# I am so sad and even more insecure



## jdepp_84 (Jan 5, 2007)

So i recently got back with my boyfriend who I had been with for the past four years. And it was great and everything, although recently hes been such a jerk, but I understand because he gets like this every time a semester ends and im no angel either. Somestimes Im a real ***** to him, but it was working out fine. Anyways, Im so insecure, part of it is because the only friends he has are females. I only know of one guy he talks too. He only has female study budies too so he pretty much only interacts with girls ALL the time. and it makes me so insecure because Im not the hottest prittiest girl and stuff and secondly, he just stares at girls all the time. He says he dosen't do it, but I see him do it. He always makes coments about how he likes how a girl is dressed and so on and how their is nothing wrong with her, but whenever I try to dress up and do my hair and makeup, I always hear a BUT...

He still says that im the most beautiful girl to him all the time but...

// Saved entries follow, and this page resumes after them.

PR #90, opened 2022-10-06
USEID-UNPLANNED Add favicon

pgurusinga:
1. Safari throws error because missing favicon
image
2.  https://github.com/digitalservicebund/uptime-monitor/pull/70 for the icon


pgurusinga:
@phuesler thanks for the feedback, we will start with organizing the layout when we work on the fallback page.

PR #96, opened 2022-10-14
Useid 577/universal link fallback page

hannesschaletzky:
Added basic fallback page /eID-Client
Added Error Notification


src/main/resources/application-local.yaml
```diff
@@ -41,3 +41,4 @@ csp:
   allowed-hosts:
     - foo.bar
     - bar.foo
+    - localhost
```
hannesschaletzky, line 44: This could be removed.

src/main/resources/templates/components/errorNotification.mustache
```diff
@@ -0,0 +1,8 @@
+<div class="error_wrapper">
+    <img src="https://uploads-ssl.webflow.com/617fbee004d9ae0e43297700/6347f081beb57e1344756db2_img_icon_error_filler_red.svg" loading="lazy" alt="" class="error_icon">
```
mpanne, line 2: Please provide the image via our static directory instead of loading it from the internet. We do not control this link, so it can change which would break our view. Furthermore, loading the image via link directly to the users device makes it exploitable for delivery chain attacks.

src/main/resources/templates/components/errorNotification.mustache
```diff
@@ -0,0 +1,8 @@
...
+    <div>
+        <div class="error_title">Es ist ein Fehler aufgetreten.</div>
+        <div>Stellen Sie sicher, dass die BundesIdent App installiert ist und versuchen Sie es erneut.</div>
```
mpanne, line 5: Since we now store all the plain text of the widget in our `application.yaml` we should be consistent and also move this text there.

mpanne (changes requested):

mpanne (approved):

PR #101, opened 2022-10-20
Add link to data privacy statement to widget

mpanne:


hannesschaletzky (changes requested):
Build failed. Data Privacy Button default message seems to be empty... 

image

PR #519, opened 2023-05-09
34277 Custom label of the "message" field doesn't work

dai-eastgate:
related to https://github.com/onOffice-Web-Org/oo-wp-plugin/issues/514

changed log :
update custom label


andernath (approved):
I will start testing

PR #524, opened 2023-05-19
34775 Rename "Reduce values by selected filter & filterable"

yeneastgate:
related to https://github.com/onOffice-Web-Org/oo-wp-plugin/issues/517

changed log :
Rename reduce values by selected filter and filterable


andernath (approved):
I will start testing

Yesterday we were watching Americas Next Top Mode on VH1 and there was this girl that was biracial and he said he liked that and I was like cool. But then he told me that he new this girl who was half black and half something else and that she was the most beatiful girl he had ever seen. He saw my reaction and tried to correct himself but it was just too late. He said that she was the most beatiful girl, but that I was the most beatiful women. But I just didn't believe him. It just made me feel sooo bad. I started to get really serious and then finally just left. On my way home I started crying uncontrollably. It wasen't that he thinks there are wome that are prettier than me, its the fact that he lied to me and now im wondering what else he has lied to me about.

I feel im the total opposite of what he wants. I mean he likes tall, skinny, dark hair and so on. Im short, a bit chubby and pretty much pale. Im really starting to wonder why we even got together, we should have just stayed friends.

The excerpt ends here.